Influences of secondary metal–ligand subunits on molybdenum oxide structures: the hydrothermal syntheses and structures of [M(tpytrz)2Mo4O13] (M = Fe, Co, Ni, Zn; tpytrz = tripyridyltriazine), [Ni(tpytrz)Mo2O7] and [Zn2(tpytrz)Mo2O8]
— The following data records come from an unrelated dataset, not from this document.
PR #1931, opened 2024-07-13
Fix unreleased file lock

EmilyBourne:
The C tests occasionally fail in a way that causes a deadlock which only resolved when the code times out after an hour. This was happening due to 2 problems:
1. `copy_internal_library` was not designed to handle copying folders with subfolders leading to a `PermissionError` when calling `os.remove`
2. If an unhandled error is raised after the file lock is acquired the lock is never released.

This PR fixes this problem by handling subfolders using `os.walk` and ensuring that locks are always released using a context manager.

This change is not mentioned in the CHANGELOG as the bug was introduced after the last release.

### DIFF
--- a/pyccel/codegen/compiling/file_locks.py
+++ b/pyccel/codegen/compiling/file_locks.py
@@ -1,0 +1,48 @@
+# -*- coding: utf-8 -*-
+#------------------------------------------------------------------------------------------#
+# This file is part of Pyccel which is released under MIT License. See the LICENSE file or #
+# go to https://github.com/pyccel/pyccel/blob/devel/LICENSE for full license details.      #
+#------------------------------------------------------------------------------------------#
+"""
+Module handling classes which handle file locking to avoid deadlocks.
+"""
+from filelock import FileLock
+
+class FileLockSet:
+    """
+    Class for grouping file locks.
+
+    A class which groups file locks. By grouping these the locking can
+    be handled via a context manager which reduces the risk of the locks
+    not being correctly released.
+
+    Parameters
+    ----------
+    locks : iterable[FileLock], optional
+        The locks that should be stored in the FileLockSet.
+    """
+    def __init__(self, locks = ()):
+        assert all(isinstance(l, FileLock) for l in locks)
+        self._locks = list(locks)
+
+    def __enter__(self):
+        for l in self._locks:
+            l.acquire()
+
+    def __exit__(self, *args):
+        for l in self._locks:
+            l.acquire()
+
+    def append(self, new_lock):
+        """
+        Add a new lock to the FileLockSet.
+
+        Add a new lock to the FileLockSet.
+
+        Parameters
+        ----------
+        new_lock : FileLock
+            The new lock.
+        """
+        assert isinstance(new_lock, FileLock)
+        self._locks.append(new_lock)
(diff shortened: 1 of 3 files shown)


pyccel/codegen/utilities.py
```diff
@@ -145,36 +149,32 @@ def copy_internal_library(lib_folder, pyccel_dirpath, extra_files = None):
...
+                # Remove all files in destination directory
+                for d in dst_files:
+                    d_file = os.path.join(lib_dest_path, d)
+                    try:
+                        os.remove(d_file)
+                    except FileNotFoundError:
+                        # Don't call error in case of temporary compilation file that has disappeared
+                        # since reading the folder
+                        pass
+                # Copy all files from the source to the destination
```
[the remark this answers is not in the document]
EmilyBourne: /bot accept
Corner case which is handled by doing nothing doesn't need to be tested

pyccel/codegen/compiling/file_locks.py
```diff
@@ -0,0 +1,48 @@
...
+    """
+    def __init__(self, locks = ()):
+        assert all(isinstance(l, FileLock) for l in locks)
+        self._locks = list(locks)
+
+    def __enter__(self):
+        for l in self._locks:
+            l.acquire()
+
+    def __exit__(self, *args):
```
jalalium, line 32: Shouldn't the `__exit__` method release the locks instead of acquiring them? A context manager is also supposed to handle exceptions to ensure that the locks will be released.

pyccel/codegen/compiling/file_locks.py
```diff
@@ -0,0 +1,48 @@
...
+        for l in self._locks:
```
jalalium, line 33: It would be better to iterate like this instead:
`for l in reversed(self._locks):`

jalalium (changes requested):

pyccel/codegen/compiling/file_locks.py
EmilyBourne: I agree

pyccel/codegen/compiling/file_locks.py
EmilyBourne: :facepalm: I'm an idiot. I'm not sure how this didn't deadlock

EmilyBourne: > A context manager is also supposed to handle exceptions to ensure that the locks will be released.

What do you mean by this? It is my understanding that this code will always be run even if an exception is raised (this is why context managers are preferred over the current strategy).
https://docs.python.org/3/reference/datamodel.html#object.__exit__

The context manager **may** decide to intercept the exception if it wants to handle this. In my case I don't want to intercept the exception, I am happy for it to be raised I just need to release the locks first

jalalium: I was thinking  about changing it to `def __exit__(self, exc_type, exc_val, exc_tb):` to reflect that it intercepts errors. However, you are right there is no need for it.

jalalium (approved):

pyccel/codegen/compiling/file_locks.py
EmilyBourne: Ah ok. I think it is better to be explicit with arguments. I didn't check the official docs when I wrote this which is how I ended up with `*args`. Fixed 7cde31fb

PR #1934, opened 2024-07-17
Fix code exportation

### LINKED ISSUE #1933: Exporting code in Codegen is done a character at a time
### Relevant Discussion
the `export` method in the `Codegen` writes to the file a character at a time when the code is a string instead of a list of strings

### Describe the feature
When the code is a single string ` for line in code:` actually loops over the characters of the string instead of the lines. This makes it both ambiguous and slow.

### Test Code
```python
      code = self._printer.doprint(self.ast)
        with open(filename, 'w', encoding="utf-8") as f:
            for line in code:
                f.write(line)

        # print module header
        if header_ext is not None:
            code = self._printer.doprint(ModuleHeader(self.ast))
            with open(header_filename, 'w', encoding="utf-8") as f:
                for line in code:
                    f.write(line)

        # print program
        prog_filename = None
        if self.is_program and self.language != 'python':
            folder = os.path.dirname(filename)
            fname  = os.path.basename(filename)
            prog_filename = os.path.join(folder,"prog_"+fname)
            code = self._printer.doprint(self.ast.program)
            with open(prog_filename, 'w') as f:
                for line in code:
                    f.write(line)
```

### Proposed Solution

A solution would be to check for when the code is a single line, if it is not always the case at the time being.

jalalium:
This PR fixes #1933 . Code exportation to the file was previously done one character at a time. Now it is done all at once

### DIFF
--- a/CHANGELOG.md
+++ b/CHANGELOG.md
@@ -43,7 +43,7 @@ All notable changes to this project will be documented in this file.
 -   #1903 : Fix memory leak when using type annotations on local variables.
 -   #1913 : Fix function calls to renamed functions.
 -   #1927 : Improve error Message for missing target language compiler in Pyccel
--   #1933 : Fix code exportation
+-   #1933 : Improve code printing speed.
 
 ### Changed
 
--- a/CHANGELOG.md
+++ b/CHANGELOG.md
@@ -43,6 +43,7 @@ All notable changes to this project will be documented in this file.
 -   #1903 : Fix memory leak when using type annotations on local variables.
 -   #1913 : Fix function calls to renamed functions.
 -   #1927 : Improve error Message for missing target language compiler in Pyccel
+-   #1933 : Fix code exportation
 
 ### Changed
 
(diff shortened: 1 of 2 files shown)


smazouz42 (approved):
Good job Jalal  in this PR. Well done ,  good improvement in the complexity of the code generation

CHANGELOG.md
```diff
@@ -43,6 +43,7 @@ All notable changes to this project will be documented in this file.
 -   #1903 : Fix memory leak when using type annotations on local variables.
 -   #1913 : Fix function calls to renamed functions.
 -   #1927 : Improve error Message for missing target language compiler in Pyccel
+-   #1933 : Fix code exportation
```
EmilyBourne, line 46: This may have a positive effect for users so it would be nice to give it a more explicit description.
```suggestion
-   #1933 : Improve code printing speed.
```

jalalium: Done!

EmilyBourne (approved):

PR #1938, opened 2024-07-22
Optimize substitute method

jalalium:
### Description
This PR addresses an optimization for the substitute method in the PyccelAstNode class. The current implementation does not check if original and replacement are empty, leading to unnecessary recursion over the code. This update adds a condition to return immediately if  original is empty (and consequenty replacement), thereby improving the performance of the method.

### DIFF
--- a/.dict_custom.txt
+++ b/.dict_custom.txt
@@ -119,3 +119,4 @@ indexable
 traceback
 STC
 gFTL
+Optimize
--- a/.dict_custom.txt
+++ b/.dict_custom.txt
@@ -119,4 +119,3 @@ indexable
 traceback
 STC
 gFTL
-Optimize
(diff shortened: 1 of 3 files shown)


.dict_custom.txt
```diff
@@ -119,3 +119,4 @@ indexable
 traceback
 STC
 gFTL
+Optimize
```
EmilyBourne, line 122: optimize should be in the dictionary. Probably it is missing because we are using UK english

CHANGELOG.md
```diff
@@ -27,6 +27,7 @@ All notable changes to this project will be documented in this file.
 -   #1895 : Add Python support for dict initialisation with `dict()`.
 -   #1886 : Add Python support for dict method `pop()`.
 -   #1936 : Add missing C output for inline decorator example in documentation
+-   #1937 : Optimize substitute method
```
EmilyBourne, line 30:
```suggestion
-   #1937 : Optimise `pyccel.ast.basic.PyccelAstNode.substitute` method.
```

.dict_custom.txt
jalalium: Shall I remove it and use `optimise` instead?

EmilyBourne: Yes please

jalalium: done

EmilyBourne (approved):

PR #1943, opened 2024-07-22
 Support dict variable declarations in C

EmilyBourne:


smazouz42 (approved):
looks good to me , well done Emily.

pyccel/codegen/printing/ccode.py
```diff
@@ -1245,6 +1257,13 @@ def get_c_type(self, dtype):
             i_type = f'{container_type}_{element_type}'
             self.add_import(Import(f'stc/{container_type}', AsName(VariableTypeAnnotation(dtype), i_type)))
             return i_type
+        elif isinstance(dtype, DictType):
+            container_type = 'smap'
```
jalalium, line 1261: Shouldn't we be using `hmap` instead, even though the keys of a `dict` are sorted by insertion time, it is still a hash map. This might affect performance since lookup and insertions do not have the same complexity in both data structures. I think we should use `smap` for the `OrderedDict` from `collections` if we are planning on implementing it.

jalalium (changes requested):

pyccel/codegen/printing/ccode.py
EmilyBourne: Hmm good question. Since Python 3.7 made `dict` sorted by default I find myself relying on this regularly which is why I automatically reached for the sorted version, but you are correct, in any case they are not sorted using the same metric so maybe `hmap` would be better. It would have to be well documented but at least it should be quite easy to move back if we change our mind later.

I am not sure I understand why `OrderedDict` still exists. Given the (few) differences between `OrderedDict` and `dict` (mainly `move_to_end`) I don't see why `smap` would be suited for this case but not for `dict`?

EmilyBourne: Relevant link:
https://realpython.com/python-ordereddict/

EmilyBourne: Updated : [0bb4e62](https://github.com/pyccel/pyccel/pull/1943/commits/0bb4e62f2d79b8c03eec3a499b38e260c3c22f02)
and updated the docs: [6ef183c](https://github.com/pyccel/pyccel/pull/1943/commits/6ef183cdd506fbbbf0eccd30f4085f535e416f0c)

jalalium (approved):

PR #2519, opened 2025-11-26
Use scikit-build-core to pre-compile STC during installation

### LINKED ISSUE #2516: [Bug] Slow translation times

### Describe the bug

A recent PR has significantly slowed down Pyccel. This can be seen in the pyccel-benchmarks
## Old

old benchmarks

## Current

new benchmarks

### Expected behavior

Nothing particularly problematic has been added so this should be investigated

### Add Screenshots

_No response_

### Record

EmilyBourne:
Use `scikit-build-core` as the backend for the Pyccel installation to ensure gFTL is provided in sdist installations and to ensure that STC is installed alongside Pyccel. This will improve compile times as in most cases, STC will only be compiled once, at installation. Fixes #2516 

**Commit Summary**
- Update checks for `STC` and `gFTL` to look for generated files using `importlib.resources` which should find packages regardless of their location (which may be different for editable or non-editable installations).
- Deploy to PyPI using sdist instead of wheel so `STC` is compiled on the target machine. This means we don't need to deploy 1 wheel per architecture/OS
- Add a workflow to test the sdist installation
- Correct gitignore filter
- Remove `install_scripts` folder as these scripts are superceded by the CMake install procedure
- Add a `CMakeLists.txt` describing Pyccel installation
- Stop automatically adding folder containing libraries to includes
- Use `importlib.resources` to locate `STC` and `gFTL`
- Search for installed `STC` then search for a version installed by Pyccel using the same compiler family. Finally fall back to installing `STC` from source
- Search for installed `gFTL` then use the version installed by Pyccel
- Update `pyproject.toml` to use `scikit-build-core` as the backend

### DIFF
--- a/.github/workflows/sdist.yml
+++ b/.github/workflows/sdist.yml
@@ -48,7 +48,7 @@ jobs:
 
   Sdist-installation:
     runs-on: ubuntu-latest
-    name: Deploy tests
+    name: Test deployment
     needs: Python_version_picker
 
     steps:


pyproject.toml
```diff
@@ -78,9 +93,13 @@ include = [
...
   "pyccel/extensions/STC/meson.build",
-  "pyccel/extensions/STC/meson_options.txt"
+  "pyccel/extensions/STC/meson_options.txt",
+  "pyccel/extensions/gftl_install"
 ]
 
-[tool.hatch.build.targets.wheel.hooks.custom]
-path = "install_scripts/hook.py"
-require-runtime-dependencies = true
+sdist.exclude = ['*']
```
yguclu: What files are we excluding exactly?

.github/actions/check_for_gftl/action.yml
```diff
@@ -9,11 +9,11 @@ runs:
...
-        from os.path import exists, join
-        pyccel_loc = pyccel.__path__[0]
-        print(pyccel_loc)
-        assert exists(join(pyccel_loc,'extensions/gFTL/install/GFTL-1.13/include/v2'))
-        if ${{ inputs.not_editable }}:
-          assert not exists(join(pyccel_loc,'extensions/gFTL/doc'))
+        import importlib.resources
+        gftl_folder = importlib.resources.files(f'pyccel.extensions.gftl_install')
+        gftl_folder_gen = importlib.resources.as_file(gftl_folder)
+        with gftl_folder_gen as f:
```
yguclu: Since `importlib.resources.as_file` returns a context manager, I think it is safer to call it in the `with` block:

```suggestion
        with importlib.resources.as_file(gftl_folder) as f:
```

.github/actions/check_for_stc/action.yml
```diff
@@ -9,10 +9,11 @@ runs:
...
-        import pyccel, os
-        from os.path import exists, join
-        pyccel_loc = pyccel.__path__[0]
-        print(pyccel_loc)
-        print("${{ inputs.not_editable }}")
-        assert exists(join(pyccel_loc,'extensions/STC/include/stc'))
+        import importlib.resources
+        stc_folder = importlib.resources.files(f'pyccel.extensions.stc_install_GNU')
+        stc_folder_gen = importlib.resources.as_file(stc_folder)
+        with stc_folder_gen as f:
```
yguclu: As above:
```suggestion
        with importlib.resources.as_file(stc_folder) as f:
```

pyccel/codegen/compiling/library_config.py
```diff
@@ -499,26 +521,25 @@ def install_to(self, pyccel_dirpath, installed_libs, verbose, compiler):
...
-        self._discovery_method = 'CMake'
         sep = ';' if sys.platform == "win32" else ':'
         CMAKE_PREFIX_PATH = os.environ.get('CMAKE_PREFIX_PATH', '').split(sep)
-        os.environ['CMAKE_PREFIX_PATH'] = ':'.join(s for s in (*CMAKE_PREFIX_PATH, str(dest_dir))
-                                                   if s and Path(s).exists())
 
-        return new_obj
+        gftl_installation = importlib.resources.files('pyccel.extensions.gftl_install')
+        gftl_installation_gen = importlib.resources.as_file(gftl_installation)
+        with gftl_installation_gen as f:
```
yguclu: Same comment as above. I believe we should only create the context manager in the `with` block:

```suggestion
        with importlib.resources.as_file(gftl_installation) as f:
```

.github/workflows/sdist.yml
```diff
@@ -0,0 +1,118 @@
...
+        echo "version=${{ inputs.python_version }}" >> $GITHUB_ENV
+      shell: bash
+    - id: set-python_version
+      run: |
+        echo "python_version=$version" >> $GITHUB_OUTPUT
+      shell: bash
+
+  Wheel-installation:
+    runs-on: ubuntu-latest
+    name: Deploy tests
```
yguclu: Why calling this job "Deploy tests"?

docs/installation.md
```diff
@@ -111,11 +111,13 @@ pacman -S mingw-w64-x86_64-gcc-fortran
...
 pacman -S mingw-w64-x86_64-cmake
 pacman -S mingw-w64-x86_64-meson
-pacman -S m4
 pacman -S pkg-config
 # Install MPI and Lapack for library support
 pacman -S mingw-w64-x86_64-msmpi
 pacman -S mingw-w64-x86_64-lapack
+
+# Install if compiling from source
+pacman -S m4
```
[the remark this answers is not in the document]
EmilyBourne: My aim was to not be stylistically consistent. All other dependencies are compulsory for the installation to work properly or to use the code properly. This is only temporarily necessary during the source compilation (actually from source not from sdist)

.github/workflows/sdist.yml
EmilyBourne: Because it tests if you can create the sdist object that is created during the deployment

The hydrothermal reactions of the appropriate salts of the first row transition metal dipositive cations M′(II), MoO3 and 2,4,6-tri(4-pyridyl)-1,3,5-triazine (tpytrz) yielded the bimetallic oxide hybrid solids [M′(tpytrz)2Mo4O13] [M′ = Fe (1), Co (2), Ni (3), Zn (4)], [Ni(tpytrz)Mo2O7] (6) and [Zn2(tpytrz)Mo2O8] (7) and the molecular compound [Ni(H2O)4(Htpytrz)2][Mo8O26]·1.2H2O (5·1.2H2O). The isomorphous series 1–4 exhibits a two-dimensional bimetallic oxide network constructed from chains of corner-sharing Mo(VI) octahedra and tetrahedra, linked by {M′O4N2} octahedra. The inorganic layers are tethered by bidentate tpytrz ligands, each of which bonds to an M′ site of one layer and an octahedral {MoO5N} site of an adjacent layer, with one pyridyl group adopting a pendant mode in the interlamellar region. In contrast, the structure of [Ni(tpytrz)Mo2O7] (6), while adopting the prototypical motif of alternating bimetallic oxide networks and bridging ligand domains, is characterized by an oxide layer constructed from bimolybdate units {Mo2O7}2− linked through {NiO4N2} octahedra. Curiously, the {Zn2Mo2O8} network of [Zn2(tpytrz)Mo2O8] (7) is constructed from {MoO4} tetrahedra linked through binuclear units of edge-sharing {ZnO4N} square pyramids.